Originally, the area was known as “Weru Wa Ndarugu”—the Ndarugu plains, as translated from Kiswahili. Before the rise of modern towns and highways, this name described a wide, open landscape defined by grasslands, wildlife, and seasonal rhythms of the land.

What makes the history of this place especially fascinating is the story behind its transformation. Over time, the plains that once defined it were gradually reshaped by settlement, development, and changing human movement patterns. With each passing decade, the identity of the land shifted—its original name slowly giving way to newer associations, new boundaries, and new meanings imposed by growth and urban expansion.

Yet even now, the echoes of “Weru Wa Ndarugu” remain embedded in local memory, hinting at a landscape that once was very different from the dense and rapidly evolving region seen today.

Introducing Mr. McMillan

Born in 1872 in St. Louis, Missouri, William Northup McMillan came from a wealthy family, and like many young men of his class and era, he was drawn irresistibly to adventure. Restless and curious, he travelled widely across the globe, driven by the same impulse that pushes some to always seek what lies beyond the next horizon.

His first major journey to Africa came with an expedition into Ethiopia, aimed at exploring the Blue Nile and determining whether it was navigable toward its source. The mission combined ambition, science, and imperial-era curiosity about the continent’s great river systems. For his contributions during this expedition, he was reportedly awarded two medals by Emperor Menelik II, marking an early recognition of his role in a remarkable chapter of exploration.

William’s life unfolded as a continuous pursuit of movement, opportunity, and discovery. William Northup McMillan travelled extensively across continents, moving with ease between frontier economies and emerging industries. In the United States, he spent time ranching cattle in New Mexico and Texas, absorbing the rhythms and hardships of the American West.

His ambitions soon carried him further afield. He invested in and worked within the oil fields of Romania, engaging with one of the early centers of European petroleum development. Later, his interests extended into Southeast Asia, where he invested in Malaysian rubber plantations, aligning himself with the global commodity booms of the era.

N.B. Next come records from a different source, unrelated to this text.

PR #1035, opened 2016-03-28
Sped up (?) the content map (performance forecast) by using less ruby and more SQL

Dantemss:
Should make the performance forecast about twice as fast for Eastman...

### DIFF
--- a/app/routines/get_student_guide.rb
+++ b/app/routines/get_student_guide.rb
@@ -25,7 +25,7 @@ class GetStudentGuide
   end
 
   def get_tasked_exercises_from_completed_exercise_task_steps(completed_exercise_task_steps)
-    tasked_exercise_ids = completed_exercise_task_steps.collect{ |ts| ts.tasked_id }
+    tasked_exercise_ids = completed_exercise_task_steps.map(&:tasked_id)
     Tasks::Models::TaskedExercise.where(id: tasked_exercise_ids).preload(
       [{task_step: {task: {taskings: {role: :profile}}}}, :exercise]
     ).to_a.group_by{ |te| te.task_step.id }
--- a/app/routines/get_student_guide.rb
+++ b/app/routines/get_student_guide.rb
@@ -12,12 +12,23 @@ class GetStudentGuide
 
   private
 
+  def get_completed_exercise_task_steps(task_steps)
+    task_steps.select{ |ts| ts.exercise? && ts.completed? }
+  end
+
   def completed_exercise_task_steps_for_role(role)
     get_completed_exercise_task_steps(
       role.taskings
         .preload(task: {task: :task_steps})
         .flat_map{ |tasking| tasking.task.task.task_steps }
     )
+  end
+
+  def get_tasked_exercises_from_completed_exercise_task_steps(completed_exercise_task_steps)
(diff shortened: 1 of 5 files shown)


Dantemss:
Oh and someone should test this really well :)

Dantemss:
I think to speed up the learning guide further, we'd have to not query all TaskedExercises. The main thing, then, is that we would have to find some other way to deduce the chapter/section of each Task. Concept Coach uses its own object and the performance forecast just orders TaskPlans by date and displays the title, so those do not necessarily apply.

Dantemss:
Oh... MAYBE this will also fix the /admin/stats/concept_coach page

app/routines/get_student_guide.rb
```diff
@@ -20,6 +24,13 @@ def completed_exercise_task_steps_for_role(role)
     )
   end
 
+  def get_tasked_exercises_from_completed_exercise_task_steps(completed_exercise_task_steps)
+    tasked_exercise_ids = completed_exercise_task_steps.collect{ |ts| ts.tasked_id }
```
jpslav: What, no `map(&:tasked_id)`?? :-)

app/routines/get_student_guide.rb
```diff
@@ -20,6 +24,13 @@ def completed_exercise_task_steps_for_role(role)
...
+    Tasks::Models::TaskedExercise.where(id: tasked_exercise_ids).preload(
+      [{task_step: {task: {taskings: {role: :profile}}}}, :exercise]
+    ).to_a.group_by{ |te| te.task_step.id }
```
jpslav: Slight optimization? `.group_by(&:task_step_id)`

app/subsystems/content/strategies/generated/map.rb
```diff
@@ -82,89 +81,71 @@ def map_exercises_to_pages(exercises:)
...
+                       exercises: {
+                         id: unmapped_exercise_ids
+                       }
                      }
                    })
-            .preload(tags: {same_value_tags: :pages})
-            .uniq
+            .select{[Content::Models::Page.arel_table[Arel.star],
+                     tags.same_value_tags.exercises.id.as(:unmapped_exercise_id)]}
+            .to_a.group_by(&:unmapped_exercise_id)
```
jpslav: should this code be combined with the `page_to_page_map` code in a helper?  Seems almost identical.

jpslav:
Looks good... I think.  this code is complex :-)

jpslav:
How about we rebase and merge this at the end of the sprint so we can pull it off if we need to? Or do you feel like it is low risk enough to merge now?

app/subsystems/content/strategies/generated/map.rb
Dantemss: It is pretty similar, but there are small differences... I suppose you could parametrize it, but I feel it would be a mess.

app/routines/get_student_guide.rb
Dantemss: Can't do this because the foreign key is in the `TaskStep` (it's polymorphic).

Dantemss:
Sure you can delay merging. I already rebased it.

app/subsystems/content/strategies/generated/map.rb
jpslav: Sounds good.

PR #1040, opened 2016-03-31
Reading processing instructions

Dantemss:
- Added reading feature map fields to Content::Models::Book
- Added reading feature map to Ecosystem manifests
- Fragment splitter now uses the feature map
- Fixed HS iReading specs
- When no embed tag found, search for exercises by context tag
- Exercises with multiple LO's and/or CNXMOD tags in multiple pages now are imported/map into the highest numbered page (!!!)
- CNXMOD tags can now also be used to map exercises to pages across multiple book versions
- Added manifest format-related error messages
- Specs


app/subsystems/content/models/page.rb
```diff
@@ -45,16 +45,32 @@ def ccs
...
+        fragments: fragment_splitter.split_into_fragments(snap_lab_node, 'snap-lab')
+      }
     end
   end
 
   protected
 
   def parser
-    OpenStax::Cnx::V1::Page.new(title: title, content: content)
+    @parser ||= OpenStax::Cnx::V1::Page.new(title: title, content: content)
```
jpslav: good catch

app/subsystems/tasks/assistants/extra_assignment_assistant.rb
```diff
@@ -24,45 +26,39 @@ def initialize(task_plan:, taskees:)
...
-      pages: @ecosystem.pages_by_ids(page_ids),
+      pages: ecosystem.pages_by_ids(page_ids),
       page_id_to_snap_lab_id: page_to_snap_lab
     }
   end
 
   def build_extra_task(pages:, page_id_to_snap_lab_id:)
     task = build_task
 
+    reset_used_exercises
```
jpslav: I'm a little worried that some day down the line we're going to forget to call this reset method in some later assistant... but maybe I'm worried over nothing.

app/subsystems/tasks/assistants/i_reading_assistant.rb
```diff
@@ -65,60 +59,18 @@ def build_ireading_task(pages:, taskee:)
...
       task_type: :reading,
       title:     title,
       description: description,
       feedback_at: Time.now
     ]
-    AddSpyInfo[to: task, from: @ecosystem]
-    return task
-  end
-
-  def task_fragments(task:, fragments:, fragment_title:, page:, related_content:)
```
jpslav: super cool to pull this code up into `FragmentAssistant`!

lib/openstax/cnx/v1/fragment_splitter.rb
```diff
@@ -1,98 +1,116 @@
...
+    def split_into_fragments(root, type = nil)
+      result = [root.dup]
+      type_string = type.to_s
+
+      processing_instructions.each do |processing_instruction|
+        next if processing_instruction.css.blank? ||
+                processing_instruction.fragments.nil? ||
+                (
+                  (!processing_instruction.only.nil? &&
+                   ![processing_instruction.only].flatten.map(&:to_s).include?(type_string)) ||
```
jpslav: `flat_map`?

lib/openstax/cnx/v1/fragment_splitter.rb
```diff
@@ -1,98 +1,116 @@
...
+                  (!processing_instruction.except.nil? &&
+                   [processing_instruction.except].flatten.map(&:to_s).include?(type_string))
+                )
```
jpslav: Why skip the instruction if the `only` matches the type string?  (I understand skipping if `except` matches)

Also I think the nesting can be simplified here.  This has `A || B || (C || D)` which can be `A || B || C || D`.

spec/factories/content/books.rb
```diff
@@ -9,6 +9,22 @@
     content { contents.to_json }
     uuid { SecureRandom.uuid }
     version { Random.rand(1..10) }
+    reading_processing_instructions {
+      [
+        { css: '.ost-reading-discard, .os-teacher, [data-type="glossary"]',
+          fragments: [], except: 'snap-lab' },
```
jpslav: What does "excepting" `snap-lab` do here since `fragments` is `[]`?

jpslav:
Looking good!

lib/openstax/cnx/v1/fragment_splitter.rb
Dantemss: There's a `!` on that line :D and ok I'll simplify the nesting.

lib/openstax/cnx/v1/fragment_splitter.rb
Dantemss: `flat_map` is equivalent to `flatten(1).map` but I really want to `flatten` everything here so I don't think it applies...

spec/factories/content/books.rb
Dantemss: Each instruction removes the matching nodes unless `"node"` is in the `fragments` list. So `fragments: []` is the discard instruction. Skipping it for `snap-lab` prevents the discard instruction from applying to snap-labs.

Dantemss:
I decided to split the try another after reading step stuff into a separate PR so this one can be finished.

Dantemss:
@jpslav feel free to review this whenever. It's only missing specs.

Dantemss:
OK I think I am happy with the number of tests for this now. Merge away when ready.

Beyond commerce, McMillan was also drawn to exploration. He travelled along the coasts and inland waterways of West Africa, visiting remote communities and engaging with local cultures. During these journeys, he developed a strong curiosity about belief systems, particularly the role of superstition, witchcraft, and spiritual practice in daily life among various tribes.

On one occasion, after meeting a village chief in a remote settlement, he was presented with two small fetish statues. They were said to bring “good luck” and “safety” on his voyage across the sea. He was warned in no uncertain terms that if he failed to protect and cherish them, he would perish at sea—a message that, whether taken literally or symbolically, clearly left a lasting impression on him.

The chief also told him that the two statues were named—one “Ju” and the other “Ja.” To William Northup McMillan, the names likely carried little immediate weight beyond their novelty, another curious detail gathered on a life already filled with unusual encounters and distant customs.

Taking them as he had many other artifacts and mementos from his travels, he carefully packed the figures away and continued on his journeys, transporting them safely from one continent to another as his adventures carried him across the world.

We have all heard the term “juju,” commonly used to describe witchcraft or spiritual forces. In many contexts, it refers to an object that is believed to have been deliberately infused with supernatural or magical power.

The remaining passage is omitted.